In contrast, it is uncommon and problematic for a TG DN to map to multiple login names on a system, but there is nothing preventing this currently. When this happens, which ever mapping is listed first in the grid-mapfile will be the effective mapping for the user, meaning that if the order is inconsistent across sites or resources, the same DN may map to accounts for different users at different resources/sites.
Reverse Mappings and Ordering
Using the grid-mapfile to determine a DN from a login name is considered reverse mapping. When multiple DNs map to a login name in a grid-mapfile, the Globus Toolkit uses the first appearance of the login name in the file for the reverse mapping, while GPFS-WAN uses the last appearance.
Current TG practice does not guarantee the ordering of the grid-mapfile lines, making multiple reverse mappings problematic for users with multiple DNs mapping to a single login, as different sites or resources may have mappings in different order. This can cause the same user may map to two different DNs on two different resouces.
GPFS-WAN currently performs reverse DN mapping to determine if two users on different systems are the same user, i.e., GPFS-WAN needs to make my files look like they're owned by a user's local UID from wherever they are being accessed. To do this, it needs to know how to map between SDSC UIDs and NCSA UIDs.
Should reverse mapping be supported and if so, what requirements does this place on the propagation mechanism?

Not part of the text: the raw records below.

Issue #202, opened 2021-05-04
digineo/go-dhclient has Limited GPL License


TerryHowe:
**Is your feature request related to a problem? Please describe.**
digineo/go-dhclient has a GPL license which limits the usability of of kube-vip

**Describe the solution you'd like**
There are plenty of other dhcp clients out there and most likely another has a more permissive license.

**Describe alternatives you've considered**
Switch to another client with a permissive license such as https://github.com/insomniacslk/dhcp

thebsdbox:
Makes sense, i'll investigate it tomorrow !

thebsdbox:
Taking a little longer than expected.. we use DHCP in two places in slightly different ways and there isn't a single replacement that offers the same functionality. So i'm having to write my own at this point :-|

thebsdbox:
Fixed in #203

PR #203, opened 2021-05-07
Swap DHCP to a pkg with better licenses

thebsdbox:
This replaces one DHCP package with one that has better licenses.. this incurred a huge amount of changes unfortunately. For what was expecting to be a quick rip and replace.

The DDNS is still to be finished.


thebsdbox:
This will fix #202 cc @terryhowe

- Identifying Users: When a TeraGrid resource is accessed via a community account, it is more difficult for the TG RP to identify the individual user making the access. For accounting and reporting reasons, TeraGrid RPs would like statistics about the individuals accessing their resources. Additionally, RP security personnel would like the ability to trace back accesses to individuals in the case of a security incident. Furthermore, RPs may want to deny access to individuals or classes of users. The AAA Testbed effort aims to include user attributes in community proxy credentials to provide this information to RPs when community credentials are used to access TG resources.
- Isolating Users: When multiple individual users access community accounts, their activities in the shared account may conflict. For example, if a community user delegates credentials to a community account, other community users who are also accessing the community account should not have access to those delegated credentials. Community users should not be able to attack each other via the community account (for example, by installing Trojan executables in the account). Finally, we must recognize that science is a competitive pursuit and community members will have a reasonable expectation that their pre-publication results will be protected from disclosure to other community members. Thus, we must protect access to community user data between users in community accounts.
- Restricting Access: Community accounts are intended for use by members of an identified scientific community for identified scientific goals. They should not provide unfettered access to TG resources to anyone on the Internet. In particular, we must limit the ability for community accounts to be used for malicious purposes, by both limiting who has access (i.e., only valid community members) and what they have access to (i.e., a controlled set of scientific applications).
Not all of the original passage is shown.